Walk Back Over by Wiradjuri poet, historian, academic and teacher Jeanine Leane (Cordite Publishing Inc, 2018). It’s a collection of personal and political history, of colonial mythology, phantasm and amnesia, and it’s heart-and-brainstriking in its honesty and imagery. I bought this book from Jeanine in Melbourne earlier this month, at a poetry and spoken word gig called ‘Girls on Key’. She was one of the guest poets, sharing the truth of what colonisation has done and continues to do to her Country and people. Jeanine’s ‘Best Australian Poems’ poem, ‘River Memory’, is in there. With her blessing, I read it aloud to my creative writing workshop at the Tasmanian Poetry Festival a few days later. Since coming home, I’ve used it as an ‘unfamiliar text’ with my Year 13s, paired with Helen Lehndorf’s Mudlark, about the Manawatū – another brilliant river poem.

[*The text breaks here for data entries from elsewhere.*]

PR #1576, opened 2019-05-23
Fix honouring of `validate=False` for interactive plots.

matthewwardrop:
Greetings!

We have been working with Plotly recently and attempting to plot Plotly JSON blobs generated from R in Python, and (as it happens) these blobs are not conformant to the Plotly JSON schema. Passing `validate=False` to the `plotly.offline.plot` method works fine, but not for `plotly.offline.iplot`, due to validation being enabled by default for some of the rendering backends. One approach to fixing this would be to pass `validate` down to the renderers, but it appears based on `validate=False` being passed by default to some backends that this may have been an oversight in the default passed to these mimebundle renderers. This patch makes this consistent, and causes all mimebundle generations to no longer validate. Since validation would have happened earlier if not explicitly passing `validate=False`, I believe this should be okay.

### DIFF
--- a/plotly/io/_base_renderers.py
+++ b/plotly/io/_base_renderers.py
@@ -122,7 +122,9 @@ class ImageRenderer(MimetypeRenderer):
             format=self.format,
             width=self.width,
             height=self.height,
-            scale=self.scale)
+            scale=self.scale,
+            validate=False,
+        )
 
         if self.b64_encode:
             image_str = base64.b64encode(image_bytes).decode('utf8')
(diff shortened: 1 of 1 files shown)


jonmmease:
Thanks for digging in on this @matthewwardrop, I think you're right that this was an oversight. I'll take a closer look soon and pull this in for 3.10.0. Thanks!

matthewwardrop:
Thanks for the prompt response @jonmmease :).

jonmmease:
Looks great. Thanks again @matthewwardrop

WHO ARE YOUR FAVOURITE WRITERS AND WHAT DO YOU LOVE ABOUT THEM?
Keri Hulme, Michael Ondaatje, Barbara Kingsolver, Tina Makereti, Margaret Atwood, Arundhati Roy, George Orwell, Elizabeth Knox, Percy Bysshe Shelley and William Shakespeare. I love each of them because I can hear them so clearly, as well as fall into their imagery immediately. Any writer who pays attention to the poetic sounds and visions in their prose has me as a fan for life.
WHAT BOOKS ARE ON YOUR BEDSIDE TABLE?
Black Marks on the White Page, edited by Tina Makereti and Witi Ihimaera, Baby by Annaleese Jochems, Sleeps Standing – Moetu by Witi Ihimaera and translated by Hēmi Kelly, The Imaginary Lives of James Pōneke by Tina Makereti, Now You Shall Know by Jennifer Compton (Melbourne-Kiwi poet), Satan Repentant by Michael Aiken (NSW poet).
WHAT IS YOUR FAVOURITE BOOK-TO-FILM ADAPTATION?
I actually really love Julie Taymor’s take on Will Shakespeare’s The Tempest. Loads of people don’t. I’m mainly for Helen Mirren (luminous as a volcanic Prospera). And the Hulu series of The Handmaid’s Tale.
WHAT BOOK HAVE YOU RE-READ THE MOST AND WHY?
Of all of Shakespeare’s, probably Macbeth – in the past, mostly to prepare for teaching, but these days, for the pleasure of the language and the agony of Macbeth, Lady Macbeth and Macduff’s poor wife and kids!
“All is the fear, and nothing is the love, as little is the wisdom, where the flight so runs against all reason.”
WHO IS YOUR FAVOURITE LITERARY CHARACTER?
Xas in ‘The Vintner’s Luck’. When I met my partner, fifteen years ago, I first thought of Xas’ pale translucence and otherworldly night-ness. Turned out this is one of Al’s favourite novels, too.
WHAT BOOK HAVE YOU ALWAYS BEEN MEANING TO READ BUT STILL HAVEN’T GOTTEN AROUND TO?
SO MANY! I need ten years off to catch up. Janet Frame’s Intensive Care.
WHICH THREE WRITERS WOULD YOU HAVE OVER FOR DINNER?
Octavia Butler, Chimamanda Ngozi Adichie and Margaret Atwood. Octavia would come back to life for just one night, and we’d have…
WHAT WOULD YOU COOK THEM?
… caterers. From the old Mt Victoria Cafe on Brougham Street in Wellington. We’d have that resurrected for a night too!
HOW ARE YOUR BOOKS SHELVED AND ORGANISED AT HOME?
My poetry collection has its own bookcase, arranged by country and region. Aotearoa takes up two-thirds of it. My bookcase is too small – the piles on top of it! Everything else is by genre (novels, short story collections, non-fiction) and they sometimes mix and mingle…
WHAT IS YOUR FAVOURITE LITERARY QUOTE?
“Literature is my utopia. Here I am not disenfranchised. No barrier of the senses shuts me out from the sweet, gracious discourses of my book friends. They talk to me without embarrassment or awkwardness.” ~ Helen Keller, 1880-1968 – American author, activist and lecturer. The first deafblind person to earn a Bachelor of Arts degree.